*** GIVEN RECORDS ***

PR #403, opened 2023-09-22
Support to display a limited set of HTML tags (aligned with mastodon 4.2) plus URL support (soft dependency on urwidgets library)

danschwarz:
This is essentially a rewrite of the closed PR #348 using @AnonymouX47 's `TextEmbed` widget from `urwidgets`. It does not suffer from the rendering issue that caused problems for the previous PR, that used `urwid.Text`.   As a bonus, it includes support for clickable links on terminals that support OCS 8 hyperlinks.

If `urwidgets` library is not available, we fall back seamlessly to using urwid.Text and everything works as normal, you just don't get clickable links on terminals that support OCS 8 hyperlinks.

This PR renders all HTML elements, and some HTML attributes, that are supported in Mastodon 4.2 [spec](https://docs.joinmastodon.org/spec/activitypub/#sanitization)

### HTML Status on a glitch-soc server
image

### The same status on the TUI with this PR
image

As the `urwidgets` dependency is Python 3.7+,  I have removed the Python 3.6 automated Github tests.


danschwarz:
"workflow runs completed with no jobs"
🤔

danschwarz:
See new simplified PR with all changes squashed into a single commit #404

PR #406, opened 2023-09-23
Clarify misleading venv docs

snan:
On my zsh I was still getting /usr/bin/toot even in the venv.


danschwarz:
This is not my experience. after executing `. venv/bin/activate`,
```
❯ which toot
/home/dschwarz/dev/toot/venv/bin/toot
```
as expected.

Not sure what's going on in your environment?

snan:
I use a shell where path changes aren't applied until next start. Or something, IDK.

ihabunek:
Thanks.

PR #334, opened 2023-05-06
docs: fix sample in readme

peterpeterparker:
# Motivation

A developer reported on [Discord](https://discord.com/channels/748416164832608337/1104349948440490066/1104349948440490066) an issue with NNS `accountBalance`.

Turned out the issue was the sample in the readme as the function returns already a `bigint` and therefore do not need to be caster `.toE8s`.


lmuntaner (approved):
Thanks!

PR #335, opened 2023-05-16
Ran scripts/compile-idl-js

dskloetd:
# Motivation

I want to import new candid.
But running `scripts/compile-idl-js` on the existing candid on a clean generates a lot of changes and I don't want those changes to obscure the changes from importing new candid.

# Changes

1. Ran `scripts/compile-idl-js` on a clean branch.

# Tests


dskloetd:
The changes were because of using `didc 0.1.6` instead of `didc 0.1.4`.

PR #336, opened 2023-05-16
GIX-1545 ic-js: Import new candid

dskloetd:
# Motivation

We want to use the `confirmation_text` and `restricted_countries` fields in SNS participation on NNS dapp.

**Note**: This is a breaking change. The new fields are declared as optional in Candid, but in TypeScript that results in types like `[] | [string]` which are not optional. So when upgrading the ic-js dependency those fields will be required to be at least `[]`.

# Changes

Each of these are a separate commit, which might help reviewing:

1. In `scripts/import-candid` change `icrc1.did` to `ledger.did`. The former no longer exists and has been replaced by the latter.
2. In `scripts/compile-idl-js`, require version `didc 0.1.4`. I first used `didc 0.1.6` and it caused breaking changes.
3. Run `scripts/import-candid`
4. Revert the changes in other packages than `sns`.
5. Run `scripts/compile-idl-js`
6. Fixed tests broken by the new non-optional fields.

# Tests

Tested the changes in nns-dapp as described in https://github.com/dfinity/ic-js/blob/main/HACKING.md.
The changes broke nns-dapp but I was able to fix nns-dapp by dealing with the new non-optional types.
You can see the required changes in https://github.com/dfinity/nns-dapp/pull/2529/files

### DIFF
--- a/packages/sns/candid/sns_governance.certified.idl.js
+++ b/packages/sns/candid/sns_governance.certified.idl.js
@@ -41,6 +41,10 @@ export const idlFactory = ({ IDL }) => {
     ),
     'timestamp_seconds' : IDL.Nat64,
   });
+  const MaturityModulation = IDL.Record({
+    'current_basis_points' : IDL.Opt(IDL.Int32),
+    'updated_at_timestamp_seconds' : IDL.Opt(IDL.Nat64),
+  });
   const NeuronId = IDL.Record({ 'id' : IDL.Vec(IDL.Nat8) });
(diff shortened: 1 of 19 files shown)


mstrasinskis (approved):
LGTM, thanks! Does it make sense to update the package version in this pr?

dskloetd:
> LGTM, thanks! Does it make sense to update the package version in this pr?

I discussed it with @peterpeterparker and in the end concluded that it wasn't necessary.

*** End of GIVEN RECORDS ***

* [EXERCISE REQUIREMENTS]:
Your output should match the records above word for word.

* [RESPONSE TO THE EXERCISE]:
PR #403, opened 2023-09-22
Support to display a limited set of HTML tags (aligned with mastodon 4.2) plus URL support (soft dependency on urwidgets library)

danschwarz:
This is essentially a rewrite of the closed PR #348 using @AnonymouX47 's `TextEmbed` widget from `urwidgets`. It does not suffer from the rendering issue that caused problems for the previous PR, that used `urwid.Text`.   As a bonus, it includes support for clickable links on terminals that support OCS 8 hyperlinks.

If `urwidgets` library is not available, we fall back seamlessly to using urwid.Text and everything works as normal, you just don't get clickable links on terminals that support OCS 8 hyperlinks.

This PR renders all HTML elements, and some HTML attributes, that are supported in Mastodon 4.2 [spec](https://docs.joinmastodon.org/spec/activitypub/#sanitization)

### HTML Status on a glitch-soc server
image

### The same status on the TUI with this PR
image

As the `urwidgets` dependency is Python 3.7+,  I have removed the Python 3.6 automated Github tests.


danschwarz:
"workflow runs completed with no jobs"
🤔

danschwarz:
See new simplified PR with all changes squashed into a single commit #404

PR #406, opened 2023-09-23
Clarify misleading venv docs

snan:
On my zsh I was still getting /usr/bin/toot even in the venv.


danschwarz:
This is not my experience. after executing `. venv/bin/activate`,
```
❯ which toot
/home/dschwarz/dev/toot/venv/bin/toot
```
as expected.

Not sure what's going on in your environment?

snan:
I use a shell where path changes aren't applied until next start. Or something, IDK.

ihabunek:
Thanks.

PR #334, opened 2023-05-06
docs: fix sample in readme

peterpeterparker:
# Motivation

A developer reported on [Discord](https://discord.com/channels/748416164832608337/1104349948440490066/1104349948440490066) an issue with NNS `accountBalance`.

Turned out the issue was the sample in the readme as the function returns already a `bigint` and therefore do not need to be caster `.toE8s`.


lmuntaner (approved):
Thanks!

PR #335, opened 2023-05-16
Ran scripts/compile-idl-js

dskloetd:
# Motivation

I want to import new candid.
But running `scripts/compile-idl-js` on the existing candid on a clean generates a lot of changes and I don't want those changes to obscure the changes from importing new candid.

# Changes

1. Ran `scripts/compile-idl-js` on a clean branch.

# Tests


dskloetd:
The changes were because of using `didc 0.1.6` instead of `didc 0.1.4`.

PR #336, opened 2023-05-16
GIX-1545 ic-js: Import new candid

dskloetd:
# Motivation

We want to use the `confirmation_text` and `restricted_countries` fields in SNS participation on NNS dapp.

**Note**: This is a breaking change. The new fields are declared as optional in Candid, but in TypeScript that results in types like `[] | [string]` which are not optional. So when upgrading the ic-js dependency those fields will be required to be at least `[]`.

# Changes

Each of these are a separate commit, which might help reviewing:

1. In `scripts/import-candid` change `icrc1.did` to `ledger.did`. The former no longer exists and has been replaced by the latter.
2. In `scripts/compile-idl-js`, require version `didc 0.1.4`. I first used `didc 0.1.6` and it caused breaking changes.
3. Run `scripts/import-candid`
4. Revert the changes in other packages than `sns`.
5. Run `scripts/compile-idl-js`
6. Fixed tests broken by the new non-optional fields.

# Tests

Tested the changes in nns-dapp as described in https://github.com/dfinity/ic-js/blob/main/HACKING.md.
The changes broke nns-dapp but I was able to fix nns-dapp by dealing with the new non-optional types.
You can see the required changes in https://github.com/dfinity/nns-dapp/pull/2529/files

### DIFF
--- a/packages/sns/candid/sns_governance.certified.idl.js
+++ b/packages/sns/candid/sns_governance.certified.idl.js
@@ -41,6 +41,10 @@ export const idlFactory = ({ IDL }) => {
     ),
     'timestamp_seconds' : IDL.Nat64,
   });
+  const MaturityModulation = IDL.Record({
+    'current_basis_points' : IDL.Opt(IDL.Int32),
+    'updated_at_timestamp_seconds' : IDL.Opt(IDL.Nat64),
+  });
   const NeuronId = IDL.Record({ 'id' : IDL.Vec(IDL.Nat8) });
(diff shortened: 1 of 19 files shown)


mstrasinskis (approved):
LGTM, thanks! Does it make sense to update the package version in this pr?

dskloetd:
> LGTM, thanks! Does it make sense to update the package version in this pr?

I discussed it with @peterpeterparker and in the end concluded that it wasn't necessary.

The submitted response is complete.